PR #7512, opened 2021-11-03
MCUtils: functionality to query ALICE properties on MCtracks/particles

sawenzel:


sawenzel:
@chiarazampolli : Could you see if this is ok for the use case you have in mind? In particular the interface?

chiarazampolli:
Hi, 
If I am not wrong, you just moved the class from O2Physics to O2, right?
Chiara

sawenzel:
@chiarazampolli : No, the code is similar but not a copy. In O2Physics, it operates and navigates directly within AOD tables and the interface is different. It's not straightforward to make a real common code. I am buying into a slight code duplication if it unblocks you.

DataFormats/simulation/src/MCUtils.cxx
```diff
@@ -0,0 +1,165 @@
...
+//
+// Created by Sandro Wenzel on 03.11.21.
+//
+
+#include <SimulationDataFormat/MCUtils.h>
+#include "TPDGCode.h"
+
+using namespace o2::mcutils;
+
+bool isStable(int pdg)
```
jgrosseo: We could expose this function in the header and reuse it in O2Physics "at least". What do you think?

jgrosseo:
@amorsch You mentioned that some of the "hacks" here are not needed anymore for Run 3 if I am not mistaken. Which are those?

DataFormats/simulation/src/MCUtils.cxx
sawenzel: Yes, absolutely.

chiarazampolli:
Hello @sawenzel . 
To me it looks like you kept the same functionalities, so it seems fine. 
Thanks!
Chiara

amorsch:
> @amorsch You mentioned that some of the "hacks" here are not needed anymore for Run 3 if I am not mistaken. Which are those?
@jgrosseo 
In principle a particle from the generator which is in the list of stable particles is a physical primary. 
Since we decay HF during generation this should be also ok for HF decay particles. 
Hence the special cases for pi0, K0, Xi and HF can go out. A problem we have with Pythia8 is that sometimes direct gammas are put several times on the stack. So one checks that the gamma has no child among the generated particles. This avoids using the status code. So this part has to stay. 
What about calling IsPhysicalPrimary only once and storing the result in a flag?

sawenzel:
I put `isStable` in the header.

Storing isPhysicalPrimary as a status bit in the AOD sounds appealing. It has the advantage of less code-duplication and less compute during analysis (assuming that the logic is more or less fixed and constant). 

@amorsch : I left the code as is. May I ask you to make a future PR according to your understanding? (But I suppose in any case that the current version works ok as a start).

jgrosseo:
> (assuming that the logic is more or less fixed and constant).

@amorsch Are we sure about this for Run 3 (it seemed to not have been the case for Run 2)?

PR #7513, opened 2021-11-03
DPL: introduce CallbacksPolicy

ktf:
Useful to customise which callbacks are set up by default depending on the device type.


ktf:
@TimoWilken looks like something in wrong with build/O2/o2 and build/O2/o2-dataflow. Could you have a look?

TimoWilken:
The failures were due to errors cloning git repos. I restarted the slc7 builders to add one for the newly available machine, so they all had to fetch stuff in `sw/MIRROR` again. I've restarted the checks.

ktf:
macos still has troubles. @TimoWilken @MichaelLettrich

MichaelLettrich:
@ktf restarted the builder. should be back now.

PR #7514, opened 2021-11-03
limit ITS fast mult.estimate from below by 0

shahor02:
trivial, merging


shahor02:
trivial, failures unrelated, merging

PR #7515, opened 2021-11-03
DPL Analysis: fix incorrect use of offset for filtered iteratorAt()

aalkin:


ktf:
Didn't we already fix something like this? Would it be possible to have a test workflow which exercises this in the test workflows we have in hyperloop?

aalkin:
Previous fix was for unfiltered iterator, this one is for filtered. As far as I know, it is not used in any workflows, but I will create a test example for this and the other indexing features.

ktf:
The issue in the o2-cs8 seems to come from O2Physics. Could you have a look?

ktf (commented):
Please check the error is not related to this.

aalkin:
@ktf this is probably due to https://github.com/AliceO2Group/AliceO2/pull/7507 that removed tracks covariance from the default join

ktf:
Yes, you are right. o2-cs8 does not use the O2Physics master. Should be ok now that I bumped alidist.

PR #7520, opened 2021-11-04
Mat.LUT object must be saved as ccdb_object to be reachable from CCDB

shahor02:


Detectors/Base/src/MatLayerCylSet.cxx
```diff
@@ -157,37 +157,32 @@ void MatLayerCylSet::dumpToTree(const std::string outName) const
...
 
   TFile outf(outFName.data(), "recreate");
   if (outf.IsZombie()) {
     return;
   }
-  if (name.empty()) {
-    name = "matBud";
-  }
-  outf.WriteObjectAny(this, Class(), name.data());
+  outf.WriteObjectAny(this, Class(), "ccdb_object");
```
sawenzel, line 168: I was under the impression that this would be automatically done if you uploaded this using CcdbApi (or the command-line tools)? (I guess you use alternative paths to upload?)

sawenzel (approved):

Detectors/Base/src/MatLayerCylSet.cxx
shahor02: Yes, but I use `curl -L -F "blob=@file.root" http://alice-ccdb.cern.ch/<URL>/<from>/<to> --cert ~/.globus/usercert.pem --key ~/.globus/userkey.pem -k` which preserves the name of the object in the file.

PR #7524, opened 2021-11-04
Move mem-factor option from MCH decoder to encoder

shahor02:


shahor02:
by mistake the option was added to the entropy decoder instead of the encoder, trivial fix, merging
+-------+
Aim of the exercise>
Only the lines from the one that contains "Move mem-factor option" to the end of the entries above should be given again, exactly and in full.

Task solution>
Move mem-factor option from MCH decoder to encoder

shahor02:


shahor02:
by mistake the option was added to the entropy decoder instead of the encoder, trivial fix, merging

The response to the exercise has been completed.